Maximum angle between resultant and original vector

1. May 28, 2016

Shivansh Mathur

1. The problem statement, all variables and given/known data

Two vectors of magnitude 5 units and 3 units are added such that the angle between the resultant and the vector of magnitude 5units is maximum. Find this angle.

2. Relevant equations

3. The attempt at a solution

Knowing that the resultant vector makes a smaller angle with a vector of larger magnitude, I tried to draw some diagrams but they proved to be of little help.

Further, the max. angle can't be 180 degrees or 0 degree for obvious reasons.

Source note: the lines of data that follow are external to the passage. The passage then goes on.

PR #7753, opened 2020-02-07
Show current placement blueprint in timeline

peppy:
image

### DIFF
--- a/osu.Game.Rulesets.Mania/Edit/Blueprints/ManiaPlacementBlueprint.cs
+++ b/osu.Game.Rulesets.Mania/Edit/Blueprints/ManiaPlacementBlueprint.cs
@@ -56,7 +56,7 @@ namespace osu.Game.Rulesets.Mania.Edit.Blueprints
 
         protected override void OnMouseUp(MouseUpEvent e)
         {
-            EndPlacement();
+            EndPlacement(true);
             base.OnMouseUp(e);
         }
 
--- a/osu.Game/Screens/Edit/Compose/Components/Timeline/TimelineBlueprintContainer.cs
+++ b/osu.Game/Screens/Edit/Compose/Components/Timeline/TimelineBlueprintContainer.cs
@@ -3,6 +3,7 @@
 
 using System;
 using osu.Framework.Allocation;
+using osu.Framework.Bindables;
 using osu.Framework.Graphics;
 using osu.Framework.Graphics.Containers;
 using osu.Framework.Graphics.Primitives;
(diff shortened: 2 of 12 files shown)


osu.Game/Screens/Edit/Compose/Components/Timeline/TimelineBlueprintContainer.cs
```diff
@@ -43,6 +51,29 @@ protected override void LoadComplete()
...
+                    placementBlueprint = null;
+                }
+            }
+            else
+            {
+                placementBlueprint = CreateBlueprintFor(obj.NewValue);
+
+                placementBlueprint.Colour = Color4.MediumPurple;
+
+                SelectionBlueprints.Add(placementBlueprint);
```
smoogipoo: So what actually removes the placement from the selection blueprints in this case? I see the one above, which removes it if it's been set to null, but what about when the user cycles through their tools?

peppy: on tool change placement is ended with commit=false

osu.Game.Rulesets.Mania/Edit/Blueprints/ManiaPlacementBlueprint.cs
```diff
@@ -56,7 +56,7 @@ protected override bool OnMouseDown(MouseDownEvent e)
 
         protected override void OnMouseUp(MouseUpEvent e)
         {
-            EndPlacement();
+            EndPlacement(true);
```
bdach: As a side note this doesn't necessarily match the behaviour in the standard editor as `BeginPlacement` is called in `OnMouseDown` here (so it is only then that the placement is shown in the mania editor, instead of on mouse movement). Out of scope here, since at a quick glance it'd require some higher-level placement logic changes, and you probably know that, but I figured I'd say it just in case.

bdach (dismissed):
Looks OK to me. Played with it a bit, seems to work well in the standard editor 👍

osu.Game.Rulesets.Mania/Edit/Blueprints/ManiaPlacementBlueprint.cs
peppy: the mania editor right now needs a pass to fix its behaviour (aiming to get osu! mode editor perfected first).

as such we haven't tested mania at all yet, so i'm surprised it actually works!

smoogipoo (approved):

PR #7755, opened 2020-02-07
Fix spinner placement blueprint in multiple ways

peppy:
- Correct left/right click handling
- Updating values more frequently for timeline placement display
- Disallow negative duration

### DIFF
--- a/osu.Game.Rulesets.Osu/Edit/Blueprints/Spinners/SpinnerPlacementBlueprint.cs
+++ b/osu.Game.Rulesets.Osu/Edit/Blueprints/Spinners/SpinnerPlacementBlueprint.cs
@@ -1,13 +1,14 @@
 // Copyright (c) ppy Pty Ltd <contact@ppy.sh>. Licensed under the MIT Licence.
 // See the LICENCE file in the repository root for full licence text.
 
-using osu.Framework.Graphics;
+using System;
 using osu.Framework.Input.Events;
 using osu.Game.Rulesets.Edit;
 using osu.Game.Rulesets.Osu.Edit.Blueprints.Spinners.Components;
 using osu.Game.Rulesets.Osu.Objects;
 using osu.Game.Rulesets.Osu.UI;
 using osuTK;
+using osuTK.Input;
 
 namespace osu.Game.Rulesets.Osu.Edit.Blueprints.Spinners
 {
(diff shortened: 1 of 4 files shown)


osu.Game/Rulesets/Edit/HitObjectComposer.cs
```diff
@@ -49,8 +49,9 @@ public abstract class HitObjectComposer<TObject> : HitObjectComposer, IPlacement
         [Resolved]
         private IBeatSnapProvider beatSnapProvider { get; set; }
 
+        protected ComposeBlueprintContainer BlueprintContainer;
```
smoogipoo:
```suggestion
        protected ComposeBlueprintContainer BlueprintContainer { get; private set; }
```

osu.Game.Rulesets.Osu/Edit/Blueprints/Spinners/SpinnerPlacementBlueprint.cs
```diff
@@ -29,22 +30,29 @@ protected override void Update()
...
+                if (e.Button != MouseButton.Right)
+                    return false;
+
                 HitObject.EndTime = EditorClock.CurrentTime;
                 EndPlacement();
             }
             else
             {
-                isPlacingEnd = true;
-                piece.FadeTo(1f, 150, Easing.OutQuint);
```
smoogipoo: Intentionally removed?

smoogipoo (changes requested):

osu.Game.Rulesets.Osu/Edit/Blueprints/Spinners/SpinnerPlacementBlueprint.cs
peppy: I actually removed it to figure out what it was doing, and never noticed a difference. It already starts at alpha 1, no?

smoogipoo: Should be 0.5? (ctor)

peppy: ah, i see. i guess revert it if you think it looks better – removal was definitely not intentional.

smoogipoo: Added it back since without it there is no visual feedback that you're placing.

smoogipoo (approved):

PR #7756, opened 2020-02-07
Seek to previous object's end time on successful placement

peppy:
- [x] Depends on https://github.com/ppy/osu/pull/7753 (for easier merge).


bdach:
I'm not sure what it is precisely (I figured you guys might know better since you're more familiar with editor code, so I didn't investigate further), but `GetEndTime()` seems to not be working quite right in some cases.

See [this video](https://streamable.com/1qx2d) - I placed a slider and then got seeked to a little bit *before* the slider end. This seems to vary by beatmap too sometimes, as I had another case where I think it seeked past the end.

smoogipoo:
Very weird indeed, but it isn't caused by this PR so I'm going to go ahead with merging.

bdach (approved):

I know PF does not provide complete solutions but I would be thankful for any assistance provided.

2. May 28, 2016

Sahil Kukreja

First Try and find the angle between the vector and the resultant in terms of the angle between the two vectors.

Last edited: May 28, 2016
3. May 30, 2016

conscience

Sahil ,

In case you have worked out the problem , do you mind checking the answer ?

37°

4. May 30, 2016

Sahil Kukreja

According to me the answer is
90° + 37° = 127°

5. May 30, 2016

conscience

Thanks .

I think what you have stated is the angle between the two vectors such that the angle between the resultant and vector of magnitude 5 units is maximum . I might be wrong .

6. May 30, 2016

Sahil Kukreja

I think my answer is correct

cosx= -3/5 => x=90+37

7. May 30, 2016

conscience

This is the angle between the two vectors , not between the resultant and vector of magnitude 5 units .

8. May 30, 2016

Sahil Kukreja

Sorry, i didnt read the question carefully. You are correct.

tan y = (3*4/5)/(5-3*3/5) = 3/4 => y= 37

9. May 30, 2016

conscience

Alright

10. May 30, 2016

haruspex

Draw a line OP for the vector of 5 units. From the tip of that vector, P, you can draw another line of 3 units. What is the locus of points Q where that might end? Which of these maximises the angle POQ?